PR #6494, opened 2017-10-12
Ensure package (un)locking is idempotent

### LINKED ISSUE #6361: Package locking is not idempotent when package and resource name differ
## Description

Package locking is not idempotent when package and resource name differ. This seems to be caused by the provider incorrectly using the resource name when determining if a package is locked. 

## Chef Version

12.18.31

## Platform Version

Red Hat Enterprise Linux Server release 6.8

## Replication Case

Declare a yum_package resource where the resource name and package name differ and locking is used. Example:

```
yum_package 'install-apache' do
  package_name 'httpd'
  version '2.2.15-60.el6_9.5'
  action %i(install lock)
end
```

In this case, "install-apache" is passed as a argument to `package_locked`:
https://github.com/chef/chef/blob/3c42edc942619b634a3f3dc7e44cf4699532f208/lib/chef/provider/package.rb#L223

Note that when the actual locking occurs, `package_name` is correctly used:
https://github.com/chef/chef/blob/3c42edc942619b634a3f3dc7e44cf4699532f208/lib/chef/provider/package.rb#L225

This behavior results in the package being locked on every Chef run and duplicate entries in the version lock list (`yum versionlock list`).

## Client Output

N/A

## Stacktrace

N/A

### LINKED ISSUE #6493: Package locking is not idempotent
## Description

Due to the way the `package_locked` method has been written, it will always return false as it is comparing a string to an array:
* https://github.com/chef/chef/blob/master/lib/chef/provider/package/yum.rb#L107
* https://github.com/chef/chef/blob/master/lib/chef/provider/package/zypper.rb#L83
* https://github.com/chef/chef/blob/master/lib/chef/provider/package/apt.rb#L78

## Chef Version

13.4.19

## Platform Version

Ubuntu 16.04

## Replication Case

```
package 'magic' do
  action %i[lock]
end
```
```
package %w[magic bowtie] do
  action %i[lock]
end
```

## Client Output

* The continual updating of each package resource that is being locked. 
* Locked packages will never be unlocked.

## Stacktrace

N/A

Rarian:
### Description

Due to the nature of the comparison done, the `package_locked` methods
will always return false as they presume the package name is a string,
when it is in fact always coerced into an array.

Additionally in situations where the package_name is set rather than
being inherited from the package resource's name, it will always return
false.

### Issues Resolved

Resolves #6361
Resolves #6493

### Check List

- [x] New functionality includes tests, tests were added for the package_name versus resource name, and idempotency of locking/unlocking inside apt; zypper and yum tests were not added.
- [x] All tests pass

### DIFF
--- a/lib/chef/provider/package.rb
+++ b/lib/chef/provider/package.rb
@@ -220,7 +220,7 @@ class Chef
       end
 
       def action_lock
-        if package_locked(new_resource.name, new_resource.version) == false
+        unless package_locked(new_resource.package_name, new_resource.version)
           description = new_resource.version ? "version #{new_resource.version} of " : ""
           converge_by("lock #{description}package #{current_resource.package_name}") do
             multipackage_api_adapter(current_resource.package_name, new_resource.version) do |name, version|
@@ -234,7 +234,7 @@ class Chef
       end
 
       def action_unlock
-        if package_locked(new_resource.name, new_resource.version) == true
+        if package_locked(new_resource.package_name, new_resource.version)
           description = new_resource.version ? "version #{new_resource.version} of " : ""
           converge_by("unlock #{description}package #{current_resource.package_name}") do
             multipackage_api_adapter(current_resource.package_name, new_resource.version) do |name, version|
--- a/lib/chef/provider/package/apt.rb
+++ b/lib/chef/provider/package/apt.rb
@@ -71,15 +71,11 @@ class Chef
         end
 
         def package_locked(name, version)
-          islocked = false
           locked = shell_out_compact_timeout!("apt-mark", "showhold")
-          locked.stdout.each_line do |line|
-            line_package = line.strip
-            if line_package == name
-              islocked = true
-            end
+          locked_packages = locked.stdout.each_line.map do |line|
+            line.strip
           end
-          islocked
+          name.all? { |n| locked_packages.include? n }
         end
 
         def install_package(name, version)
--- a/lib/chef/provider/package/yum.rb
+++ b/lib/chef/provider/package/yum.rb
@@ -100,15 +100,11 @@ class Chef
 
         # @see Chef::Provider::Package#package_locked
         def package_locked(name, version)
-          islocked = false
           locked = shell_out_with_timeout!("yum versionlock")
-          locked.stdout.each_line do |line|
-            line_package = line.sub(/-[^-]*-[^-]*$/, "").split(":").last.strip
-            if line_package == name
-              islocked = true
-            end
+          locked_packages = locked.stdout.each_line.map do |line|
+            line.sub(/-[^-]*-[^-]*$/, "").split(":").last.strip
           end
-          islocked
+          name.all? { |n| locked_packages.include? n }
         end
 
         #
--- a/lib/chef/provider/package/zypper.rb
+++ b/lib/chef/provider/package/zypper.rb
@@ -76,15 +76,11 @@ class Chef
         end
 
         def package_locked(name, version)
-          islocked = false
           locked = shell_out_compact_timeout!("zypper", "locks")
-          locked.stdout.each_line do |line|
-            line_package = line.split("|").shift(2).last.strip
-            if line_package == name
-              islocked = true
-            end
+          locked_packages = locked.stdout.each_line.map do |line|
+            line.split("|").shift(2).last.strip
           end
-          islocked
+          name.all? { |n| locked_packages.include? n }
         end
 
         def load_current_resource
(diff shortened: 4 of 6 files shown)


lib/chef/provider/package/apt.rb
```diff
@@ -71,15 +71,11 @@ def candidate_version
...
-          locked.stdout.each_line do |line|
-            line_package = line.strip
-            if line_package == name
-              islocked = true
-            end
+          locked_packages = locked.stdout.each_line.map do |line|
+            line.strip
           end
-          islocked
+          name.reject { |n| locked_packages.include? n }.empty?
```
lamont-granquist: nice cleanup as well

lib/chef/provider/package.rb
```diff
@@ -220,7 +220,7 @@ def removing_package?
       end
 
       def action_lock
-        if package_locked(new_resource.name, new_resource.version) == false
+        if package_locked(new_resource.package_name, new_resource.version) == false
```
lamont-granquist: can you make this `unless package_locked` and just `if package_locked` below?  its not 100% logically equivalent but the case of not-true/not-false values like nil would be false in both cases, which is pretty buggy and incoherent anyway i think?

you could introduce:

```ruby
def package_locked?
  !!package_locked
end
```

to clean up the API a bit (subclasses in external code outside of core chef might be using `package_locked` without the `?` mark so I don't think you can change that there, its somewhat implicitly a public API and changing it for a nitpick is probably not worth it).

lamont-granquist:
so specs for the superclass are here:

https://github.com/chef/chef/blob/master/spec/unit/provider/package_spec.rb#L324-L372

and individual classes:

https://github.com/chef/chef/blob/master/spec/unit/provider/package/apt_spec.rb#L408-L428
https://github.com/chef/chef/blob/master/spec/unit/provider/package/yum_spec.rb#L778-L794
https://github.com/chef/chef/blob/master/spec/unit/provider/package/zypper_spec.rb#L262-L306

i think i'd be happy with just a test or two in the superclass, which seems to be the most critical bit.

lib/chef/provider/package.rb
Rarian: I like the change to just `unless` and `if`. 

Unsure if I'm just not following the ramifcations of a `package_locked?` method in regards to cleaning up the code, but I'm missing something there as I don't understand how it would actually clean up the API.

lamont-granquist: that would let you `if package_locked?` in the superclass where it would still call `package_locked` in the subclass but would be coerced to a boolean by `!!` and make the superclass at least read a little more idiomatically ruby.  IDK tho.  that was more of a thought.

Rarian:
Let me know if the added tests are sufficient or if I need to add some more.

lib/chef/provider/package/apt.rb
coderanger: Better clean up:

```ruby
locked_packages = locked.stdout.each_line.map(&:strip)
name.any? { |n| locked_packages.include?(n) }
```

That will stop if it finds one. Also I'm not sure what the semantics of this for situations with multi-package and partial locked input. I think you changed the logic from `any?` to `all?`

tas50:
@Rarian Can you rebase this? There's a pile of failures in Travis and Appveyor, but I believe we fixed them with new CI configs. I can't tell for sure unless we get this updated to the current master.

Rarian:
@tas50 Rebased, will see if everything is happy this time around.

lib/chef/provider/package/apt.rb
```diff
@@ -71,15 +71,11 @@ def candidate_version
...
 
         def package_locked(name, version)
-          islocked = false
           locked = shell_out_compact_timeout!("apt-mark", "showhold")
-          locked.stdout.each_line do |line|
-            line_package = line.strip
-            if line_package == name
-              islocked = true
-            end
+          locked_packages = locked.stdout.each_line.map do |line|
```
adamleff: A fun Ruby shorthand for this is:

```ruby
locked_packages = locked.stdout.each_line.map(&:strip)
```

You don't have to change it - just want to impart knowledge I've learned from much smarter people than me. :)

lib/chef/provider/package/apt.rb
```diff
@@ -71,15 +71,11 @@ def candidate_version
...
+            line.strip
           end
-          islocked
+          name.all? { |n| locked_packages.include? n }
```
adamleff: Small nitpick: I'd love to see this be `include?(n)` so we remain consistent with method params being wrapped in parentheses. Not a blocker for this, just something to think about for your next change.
--
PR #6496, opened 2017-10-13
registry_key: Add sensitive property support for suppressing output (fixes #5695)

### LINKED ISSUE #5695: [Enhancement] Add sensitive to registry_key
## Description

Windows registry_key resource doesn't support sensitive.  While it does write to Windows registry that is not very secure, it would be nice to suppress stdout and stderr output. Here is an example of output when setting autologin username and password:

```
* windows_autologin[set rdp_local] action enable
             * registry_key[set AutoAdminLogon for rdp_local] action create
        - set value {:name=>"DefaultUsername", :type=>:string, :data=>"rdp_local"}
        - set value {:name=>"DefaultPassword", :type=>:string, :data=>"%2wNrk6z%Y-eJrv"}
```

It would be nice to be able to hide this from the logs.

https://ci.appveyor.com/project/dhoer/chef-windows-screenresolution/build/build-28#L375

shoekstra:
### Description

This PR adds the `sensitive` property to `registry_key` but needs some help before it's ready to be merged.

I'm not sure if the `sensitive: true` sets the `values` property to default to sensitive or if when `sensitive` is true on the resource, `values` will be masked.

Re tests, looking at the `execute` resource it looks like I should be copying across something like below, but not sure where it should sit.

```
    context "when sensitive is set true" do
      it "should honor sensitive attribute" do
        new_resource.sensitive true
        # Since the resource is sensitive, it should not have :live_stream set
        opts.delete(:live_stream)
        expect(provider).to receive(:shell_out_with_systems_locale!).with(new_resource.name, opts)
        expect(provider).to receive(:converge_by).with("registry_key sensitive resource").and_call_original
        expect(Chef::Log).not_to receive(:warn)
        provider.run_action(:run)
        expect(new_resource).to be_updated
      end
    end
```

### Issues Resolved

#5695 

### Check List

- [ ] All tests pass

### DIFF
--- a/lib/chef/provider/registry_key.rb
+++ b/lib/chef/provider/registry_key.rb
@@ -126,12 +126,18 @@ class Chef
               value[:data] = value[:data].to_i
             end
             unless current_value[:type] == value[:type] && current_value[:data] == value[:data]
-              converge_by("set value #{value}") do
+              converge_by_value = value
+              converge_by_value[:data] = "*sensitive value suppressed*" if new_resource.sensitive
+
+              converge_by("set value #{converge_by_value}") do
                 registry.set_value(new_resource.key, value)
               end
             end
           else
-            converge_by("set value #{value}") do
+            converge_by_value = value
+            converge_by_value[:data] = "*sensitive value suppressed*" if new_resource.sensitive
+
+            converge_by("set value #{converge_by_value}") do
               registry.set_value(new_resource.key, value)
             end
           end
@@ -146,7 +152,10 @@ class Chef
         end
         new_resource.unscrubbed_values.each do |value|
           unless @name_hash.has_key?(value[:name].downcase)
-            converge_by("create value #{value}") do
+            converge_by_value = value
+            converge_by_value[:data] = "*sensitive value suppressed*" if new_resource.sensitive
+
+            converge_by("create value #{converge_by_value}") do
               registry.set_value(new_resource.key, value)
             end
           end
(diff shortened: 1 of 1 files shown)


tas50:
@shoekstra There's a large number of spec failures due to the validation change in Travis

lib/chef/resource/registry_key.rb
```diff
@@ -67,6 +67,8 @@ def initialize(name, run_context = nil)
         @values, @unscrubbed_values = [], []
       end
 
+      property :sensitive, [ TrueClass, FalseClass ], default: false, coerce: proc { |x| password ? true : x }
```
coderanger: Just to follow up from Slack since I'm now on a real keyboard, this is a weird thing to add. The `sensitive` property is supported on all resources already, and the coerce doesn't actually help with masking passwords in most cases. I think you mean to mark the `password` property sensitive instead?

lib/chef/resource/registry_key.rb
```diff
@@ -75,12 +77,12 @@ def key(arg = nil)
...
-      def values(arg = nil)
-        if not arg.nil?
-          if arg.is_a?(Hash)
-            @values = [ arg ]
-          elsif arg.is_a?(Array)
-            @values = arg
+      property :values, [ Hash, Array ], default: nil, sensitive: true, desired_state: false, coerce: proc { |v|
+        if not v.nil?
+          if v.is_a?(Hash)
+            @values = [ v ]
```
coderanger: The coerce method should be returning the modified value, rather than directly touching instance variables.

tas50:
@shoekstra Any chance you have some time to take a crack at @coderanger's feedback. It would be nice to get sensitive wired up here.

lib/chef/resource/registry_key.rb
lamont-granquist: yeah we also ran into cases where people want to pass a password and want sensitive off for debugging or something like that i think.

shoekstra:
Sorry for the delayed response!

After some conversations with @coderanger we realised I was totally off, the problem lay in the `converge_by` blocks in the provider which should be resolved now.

**Description of the task:**
For the string "magic", count the lines of the preceding listing in which it appears, and report the count alone.

**Output of the task:**
2